You'd be surprised. YMMV and of course your local climate and your usage
patterns do dictate how hot your gear runs, but in my experience adding a
small 1$ heat spreader does allow my RPi4 to chug along without going over
60C. Heck, even placing it on the side or placing a coin stack over the
processor is enough to keep it running along without ever throttling.

Of course if you're constantly running 100% CPU loads then you start to need
cooling, whether it's your laptop or desktop or even servers.

------
jacobwilliamroy
We've been running a Raspberry pi 3 smb/print server for a few months now. It
was also our wifi access point for a little while. We have it hooked into a
7-port USB 3.0 hub for removable storage.

Raspberry pi is also ideal as a command and control server for IP gadgets
running hacked firmwares such as cameras and doorknobs and ACs and stuff.
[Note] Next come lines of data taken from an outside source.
PR #19966, opened 2025-08-18
feat(protocol): add lastVerifiedTimestamp

dantaik:
@davidtaikocha will this new field in CoreState help driver to find info faster?


davidtaikocha:
> @davidtaikocha will this new field in CoreState help driver to find info faster?

IMO this will help `proposer` to assemble the params faster.

YoGhurt111 (approved):

PR #19967, opened 2025-08-18
feat(taiko-client): fallback to sgx proof

YoGhurt111:


davidtaikocha (approved):

packages/taiko-client/prover/proof_submitter/proof_submitter.go
```diff
@@ -197,6 +204,9 @@ func (s *ProofSubmitterPacaya) RequestProof(ctx context.Context, meta metadata.T
 					meta,
 					startAt,
 				); err != nil {
+					if time.Since(startAt) > maxProofRequestTimeout {
```
smtmfft, line 209: should we reset the startAt if this one is a fallback from zk?

smtmfft (approved):

packages/taiko-client/prover/proof_submitter/proof_submitter.go
YoGhurt111: I originally thought it wouldn't matter not to reset startAt, since the log at L185 already indicates this is fallback behavior?
But it would be better to reset the startAt, will do it later

cyberhorsey (approved):

dantaik (approved):

packages/taiko-client/prover/proof_submitter/proof_submitter.go
cyberhorsey: is it OK to merge?

YoGhurt111: Will optimize later and test on Hekla

.github/workflows/taiko-client--docker.yml
```diff
@@ -2,7 +2,7 @@ name: "Build and Push Multi-Arch Docker Image"
 
 on:
   push:
-    branches: [main]
+    branches: [main,feature/fallback_sgx_proof]
```
```suggestion
    branches: [main]
```

packages/taiko-client/prover/proof_submitter/proof_submitter.go
YoGhurt111: Can be merged.

johntaiko (approved):

PR #20165, opened 2025-09-16
fix(protocol): remove prover info from the transition struct to allow out of order proving

ggonzalez94:
@davidtaikocha detected an issue that would prevent out of order proving in the procotol. The Transition struct has a reference to its `parentTransitionHash`. But the problem is that in order to have that value you need the `designatedProver` and the `actualProver`. Knowing the designated prover should be possible, but there's no way to know with certainty who the actual prover is from a parent transition if the proof has not been submitted to the L1.

This PR moves both prover addresses to a new `TransitionMetadata` struct, which should not be a problem since I believe we only use it for bond decisions. Now the transition hash is deterministic, and does not depend on the previous prover.


packages/protocol/contracts/layer1/shasta/libs/LibProveInputDecoder.sol
```diff
@@ -62,6 +69,15 @@ library LibProveInputDecoder {
         for (uint256 i; i < transitionsLength; ++i) {
             (input_.transitions[i], ptr) = _decodeTransition(ptr);
         }
+
+        // 3. Decode Metadata array
+        uint24 metadataLength;
+        (metadataLength, ptr) = P.unpackUint24(ptr);
```
dantaik: Maybe we don't need to encode/decode `metadataLength`, and simply reuse `transitionsLength`. 

In the encoder function, we check these two arrays have the same size.

dantaik (approved):

davidtaikocha (approved):

davidtaikocha (approved):

PR #20166, opened 2025-09-17
feat(protocol): inline _getAvailableCapacity

dantaik:


davidtaikocha (approved):

YoGhurt111 (approved):

ggonzalez94 (changes requested):
I don't think is necessary or worth doing this. If you check the `shasta-prove.json` results the cost is actually slightly worst. This is because the compiler already inlines the private function. So you don't really get any benefits AFAIK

It
is better to run cameras on on a separate wifi channel/PHY to save bandwidth,
store to local server, rsync over to off-site backup once a day. All of this
can be done with Pi, ethernet cable and a cheap usb wifi interface.

------
fossuser
This website is pretty cool, but I can't really find out what it is?

Looks like it's a magazine?

Is there any context, none of the articles have dates or an explanation about
what it is/who makes it.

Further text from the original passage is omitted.